Often a parent’s top concern, Jennifer is experienced in handling your custody needs from the initial hearing, mediation process, and the permanent hearing. Has something changed since the entry of the last order? Jennifer is there to assist you along the way.

Equitable Distribution

Marriage in North Carolina conveys certain property rights between spouses. These rights end upon the entry of an Absolute Divorce. You need an attorney that can sort through the marital estate and represent your interest through litigation or mediation. The rules vary depending depending on how and when property or debt has been acquired. Most importantly, this area addresses the division of retirement and investment accounts.

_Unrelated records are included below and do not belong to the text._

PR #235, opened 2022-11-09
Fix the permit signature

### LINKED ISSUE #232: Fix the permit signature
## Summary of Bug

Currently, it's not possible to deposit tokens as `UNI` that do not follow the EIP-2612. Uniswap removes the field `version` from the domain separator, so the signature must be computed differently.

We can do as Uniswap and [hardcode a list of tokens](https://github.com/Uniswap/widgets/blob/main/src/hooks/usePermit.ts#L28) per chain, or we can call the contract of the token to guess what type of permit does it implement and then compute the signature accordingly.

To do so we can read the value of [`PERMIT_TYPEHASH`](https://etherscan.io/address/0x1f9840a85d5af5bf1d1762f925bdaddc4201f984#readContract#F3) and if it's not of [Dai type](https://github.com/yashnaman/tokensWithPermitFunctionList), then read [`DOMAIN_TYPEHASH`](https://etherscan.io/address/0x1f9840a85d5af5bf1d1762f925bdaddc4201f984#readContract#F2) or [`EIP712DOMAIN_HASH`](https://etherscan.io/token/0xEEF9f339514298C6A857EfCfC1A762aF84438dEE#readContract#F1) as a fallback for `EIP-2612`.

### Steps to Reproduce

Try depositing UNI from L1 from an account that has not been approved with allowance.

amonsosanz:
Closes #232 

### What does this PR does?

This PR adds support for 3 different implementations of permit:

* DAI
* EIP_2612_STANDARD
* EIP_2612_UNISWAP


src/adapters/ethereum.ts
```diff
@@ -27,26 +32,44 @@ const getConnectedAccounts = (provider: Web3Provider): Promise<string[]> => {
...
+const discoverPermit = ({ chain, token }: DiscoverPermitParams): Promise<Permit> => {
   if (token.address === ethersConstants.AddressZero) {
-    return false;
-  }
-  const tokenContractWithPermit = Erc20Permit__factory.connect(token.address, chain.provider);
-  try {
-    return !!(await tokenContractWithPermit.nonces(account));
-  } catch (err) {
-    return false;
+    return Promise.reject();
```
elias-garcia: I would reject with an error even if it's not used to make the code more readable, something like:

```
Promise.reject("Native currency does't require permit")
```

Same with the rejects below.

src/adapters/ethereum.ts
```diff
@@ -27,26 +32,44 @@ const getConnectedAccounts = (provider: Web3Provider): Promise<string[]> => {
...
   chain: Chain;
   token: Token;
 }
 
-const isPermitSupported = async ({
-  account,
-  chain,
-  token,
-}: IsPermitSupportedParams): Promise<boolean> => {
+const discoverPermit = ({ chain, token }: DiscoverPermitParams): Promise<Permit> => {
```
elias-garcia: I would call this `getPermitType` or something like that, `discoverPermit` sounds quite weird.

src/adapters/ethereum.ts
```diff
@@ -27,26 +32,44 @@ const getConnectedAccounts = (provider: Web3Provider): Promise<string[]> => {
...
+  const contract = Erc20__factory.connect(token.address, chain.provider);
+  return contract.PERMIT_TYPEHASH().then((permitTypehash) => {
+    switch (permitTypehash) {
+      case DAI_PERMIT_TYPEHASH: {
+        return Permit.DAI;
+      }
+      case EIP_2612_PERMIT_TYPEHASH: {
+        return contract
+          .DOMAIN_TYPEHASH()
+          .catch(() => contract.EIP712DOMAIN_HASH())
```
elias-garcia: I would move the `catch` block below the `then` block to make it easier to follow.

src/constants.ts
```diff
@@ -7,6 +7,18 @@ import { ProofOfEfficiency__factory } from "src/types/contracts/proof-of-efficie
 import { ProviderError } from "src/adapters/error";
 import { Chain, Currency, EthereumChain, EthereumChainId, Token, ZkEVMChain } from "src/domain";
 
+export const DAI_PERMIT_TYPEHASH =
+  "0xea2aa0a1be11a07ed86d755c93467f4f82362b452371d1ba94d1715123511acb";
+
+export const EIP_2612_PERMIT_TYPEHASH =
+  "0x6e71edae12b1b97f4d1f60370fef10105fa2faae0126114a169c64845d6126c9";
+
+export const EIP_2612_STANDARD_DOMAIN_TYPEHASH =
```
elias-garcia: I would call this just `EIP_2612_DOMAIN_TYPEHASH `, as EIP is an standard itself.

src/domain/index.ts
```diff
@@ -208,3 +208,21 @@ export type Gas =
         gasPrice: BigNumber;
       };
     };
+
+export type TokenSpendPermission =
+  | {
+      type: "allowed";
```
elias-garcia: I would replace this `allowed` discriminator with `none`, which I think it's more aligned with the name of the type.

src/contexts/bridge.context.tsx
```diff
@@ -682,11 +700,17 @@ const BridgeProvider: FC<PropsWithChildren> = (props) => {
...
                   .div(BigNumber.from(100))
                   .mul(BRIDGE_CALL_GAS_LIMIT_INCREASE_PERCENTAGE);
 
-                return gasLimit.add(gasIncrease);
+                const permitGasLimitIncrease = BigNumber.from(
+                  BRIDGE_CALL_PERMIT_GAS_LIMIT_INCREASE
+                );
+
+                return tokenSpendPermission.type === "permit"
+                  ? gasLimit.add(gasLimitIncrease).add(permitGasLimitIncrease)
```
elias-garcia: `add` supports a `BigNumberish` as a param, so we can simplify this a little bit:

```ts
const gasLimitIncrease = gasLimit
  .div(BigNumber.from(100))
  .mul(BRIDGE_CALL_GAS_LIMIT_INCREASE_PERCENTAGE);
const increasedGasLimit = gasLimit.add(gasLimitIncrease)

return tokenSpendPermission.type === "permit"
  ? increasedGasLimit.add(BRIDGE_CALL_PERMIT_GAS_LIMIT_INCREASE)
  : increasedGasLimit
```

src/adapters/ethereum.ts
amonsosanz: Done.

src/adapters/ethereum.ts
amonsosanz: Renamed as `getPermit`.

I named the function `discoverPermit` because it indeed "discovers the `Permit`" doing up to 3 different calls. It's true though that this is an implementation detail.

src/adapters/ethereum.ts
amonsosanz: We can't do that. We need to ask for the `DOMAIN_TYPEHASH()` and fallback to `EIP712DOMAIN_HASH()` (or vice-versa), so we get a hash of either type to later build the `Permit`.

src/constants.ts
amonsosanz: The point is that this "standard" is not always 100% followed, so we end up having 2 flavors within the `EIP_2612` `DOMAIN_TYPEHASH`: _standard_ and _uniswap_.

Does it make sense?

src/domain/index.ts
amonsosanz: This was initially tagged as `non-required` but I changed it because I thought it was confusing:

_"TokenSpendPermission > none"_ is like _"You don't have permission to spend the token"_ while it actually means the opposite.
And since we set this type after calling the `erc20Contract.allowance` method, I thought "allowed" was more clear.

Do you still want me to change it?

src/contexts/bridge.context.tsx
amonsosanz: Yep, much better. Done.

src/adapters/ethereum.ts
elias-garcia: Ahá! You are right, I interpreted this wrong. And wouldn't make sense here to use `Promise.any` instead?

```js
Promise.any([
  contract.DOMAIN_TYPEHASH(),
  contract.EIP712DOMAIN_HASH()
])
```

src/constants.ts
elias-garcia: Yep, in fact that's why I asked. Because, you have the standard type hash, which is `EIP_2612_DOMAIN_TYPEHASH`, and then for any kind of variation (like the UNI token one), you have: `EIP_2612_UNI_DOMAIN_TYPEHASH` as it's a variation of the standard one. But I think that it's redundant to add the `STANDARD` keyword to the standard one as the EIP already indicates that it's the standard one.

src/domain/index.ts
elias-garcia: Mmmm I don't see it that way, because at the end when you see this type, you ask yourself: "Which permission do I need to be able to spend the token?". You probably need an `approval` permission, or maybe a `permit` permission. Or maybe you don't need a permission at all, which should be `none`. But if you ask this yourself and you see `allowed` looks quite weird.

In fact, I think that all the keys of this `Permission` should be nouns: `none`, `approval`, `permit`.

src/adapters/ethereum.ts
amonsosanz: Absolutely! I don't think I've ever used `Promise.any`! Much more descriptive. 👍

Done.

src/constants.ts
amonsosanz: I get the point, but then I think we should remove `EIP_2612` from `EIP_2612_UNISWAP_DOMAIN_TYPEHASH` since this one is not standard.

I mean, if the reasoning is that `EIP_2612_STANDARD_DOMAIN_TYPEHASH` should not include `STANDARD` because `EIP_2612` implies that it follows the standard, then since uniswap does not "completely" follow the standard, we should name it something like `UNISWAP_DOMAIN_TYPEHASH`.

So we end up having: `EIP_2612_DOMAIN_TYPEHASH` and `UNISWAP_DOMAIN_TYPEHASH`.

Agreed?

src/domain/index.ts
amonsosanz: > In fact, I think that all the keys of this `Permission` should be nouns: `none`, `approval`, `permit`.

There you got me. Done.

src/constants.ts
elias-garcia: Mmm makes sense yep, I didn't see that. Okay, taking that into account this last proposal looks good yep!

amonsosanz: Well and of course the type becomes:

```typescript
export enum Permit {
  DAI = "DAI",
  EIP_2612 = "EIP_2612",
  UNISWAP = "UNISWAP",
}
```

amonsosanz: Done

elias-garcia (approved):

What Our Clients Say About Us

There’s not enough words to describe the effort given by Jennifer Hames in reference to my custody case.I was given 1 weeks notice of the first court date and also reside over 700 miles away.I explained to her via phone my dilemma and she immediately offered to represent me.The distance never impeded on her ability to assemble the case together in an exemplary manner.The positive results in the latest hearing proved without a doubt the capability and expertise of Ms. Hames.I would highly recommend her legal services to everyone!
Jennifer resolved my case quickly and inexpensively. She always appeared in court early and ten times more prepared than the other attorney. We won a very complicated case and I would recommend Jennifer to anyone.
Jennifer answered the many divorce questions I had, worked with my husband’s attorney to make sure to solve our problems without making them worse. Jennifer made sure that there was no more legal work than was necessary and with her low fees Jennifer is worth every dollar. I highly recommend Jennifer and her firm.

Want to Learn More About North Carolina Family Law?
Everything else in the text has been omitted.